DX Unified Infrastructure Management

 View Only
  • 1.  Monitoring loss on some robots/servers

    Posted May 09, 2023 12:10 PM

    Hi everyone, I am going through something very curious, where I have observed with some recurrence that some robots seems to lose monitoring. Observing this state, not present any alarm only visually i see that don't have probe activate:


    I recovery the monitoring, re-deploying robot_update and so deploy cdm, processes, sqlserver, etc... And the monitoring go back activate...


    Any idea what happen here and how can i detect this behavior ?

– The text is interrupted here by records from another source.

PR #667, opened 2023-10-17
Include concrete go.mod/go.sum files

blampe:
This generates concrete `go.mod` and `go.sum` files so templated projects are usable without requiring the user to run `go mod tidy`.

Refs https://github.com/pulumi/templates/pull/666
Refs https://github.com/pulumi/pulumi-cloud-requests/issues/312 
Refs https://github.com/pulumi/templates/issues/114


cnunciato (commented):
I'm generally disinclined to add these here -- for one, because we ignore lockfiles for other languages (presumably to allow consumers to pick up transitive deps without our involvement), but also because `pulumi new` produces these files automatically. How would adding them here be "better"?

blampe:
@cnunciato 

> for one, because we ignore lockfiles for other languages

Other languages are happy to re-construct a lock file from scratch, but Go is more strict. A JS project is still runnable with only a `package.json`, but a Go project won't compile unless it has a `go.sum`.

I think it's reasonable to expect that after templating a new project (that is, after performing all the necessary string replacements), the final output should be a runnable program.

We _do_ include `go.sum` in https://github.com/pulumi/examples, so it's not clear to me why templates should be different.

> but also because `pulumi new` produces these files automatically

`pulumi new` performs a `go mod tidy` as a workaround to the incomplete Go programs we're templating. It doesn't _need_ to do that if the template produces a valid program instead. 

Importantly, relying on `tidy` like this requires a Go language runtime to be present, which we don't have in the NPW (https://github.com/pulumi/pulumi-cloud-requests/issues/312). AFAICT Go is the only language that needs a runtime like this, and this PR would remove that requirement.

> (presumably to allow consumers to pick up transitive deps without our involvement)

Delaying dependency resolution until template-time leaves the door open for frustrating version incompatibilities. Why risk exposing that to the user?

We already know which transitive dependencies you'll need -- we resolve them in order to test the templates, but then we discard that information. By including it in `go.sum` instead, no matter when you perform your templating, as long as those dependencies are still available your project will build. 

> How would adding them here be "better"?

* Removes the language runtime requirement for Go.
* Consistency with pulumi/examples.
* Makes dependencies explicit and auditable.

cnunciato:
Been chatting with Bryce out of band on this. The motivation for this PR is two-part: first, to make Deployments of templated Go projects work (they currently don't, because Deployments doesn't run `go mod tidy` to resolve dependencies, which `pulumi new` does implicitly -- I've submitted a Pulumi Cloud PR to address this); and second, to make successive deployments more reliable by checking in lockfiles. We're currently discussing adding lockfiles to the templates repo in general ([thread here](https://pulumi.slack.com/archives/CBUP505U7/p1698715058158329)), so this PR is essentially waiting on the outcome of that discussion (as we'd probably want to handle all languages similarly).

cnunciato:
@blampe Ok to close?

cnunciato:
Closing this just to tidy up a bit, but feel free to reopen if you need.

  • 2.  RE: Monitoring loss on some robots/servers

    Posted May 09, 2023 10:33 PM

    when the robot shuts down, controller updates the list of probes that should be running by rewriting controller.cfg. If the drive is full or not writable then this file will get truncated or deleted. If the file doesn't exist, when the robot starts back up it will create a controller.cfg with a single "paragraph" in it for controller. And you'll only see controller in IM and it will be the only process (along with numbus) running.

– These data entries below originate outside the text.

PR #779, opened 2022-11-14
Murisi/faster masp e2e1

murisi:
Cut down the duration of the E2E tests by storing precomputed MASP transactions. A potential temporary fix while the MASP unit tests are being made. The advantages of this approach are as follows:
* The tests exercise the code in the MASP validity predicate
* The tests fully simulate (including full ZK-proofs) typical usage of the MASP client
* No changes to the client/stubs were required to enable it to be tested
* The acceptance of actual specific binary encodings of MASP transactions is tested

The disadvantages of this approach are as follows:
* The addresses of Albert, Bertha, and Christel must be fixed in `e2e-tests-single-node.toml` (as they occur in binary)
* The tests depend on a particular sequence of conversion tree states/anchors (i.e. 7 assets ...)
* If shielded transaction formats or reward function is changed, updating MASP tx data binaries is slow/cumbersome


cwgoes:
Superseded by merged work.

    When this happens again, before doing anything check to see what's in controller.cfg - I bet that it is only the one entry. You can look at the file now on a good robot to see what should be there. 

    If it gets truncated, you can recreate the controller.cfg by copying it from a similarly configured robot. Put it in the changes subdirectory, delete all lines that start with magic_key, then start the robot. It should move the file to the robot directory and delete it from the changes directory.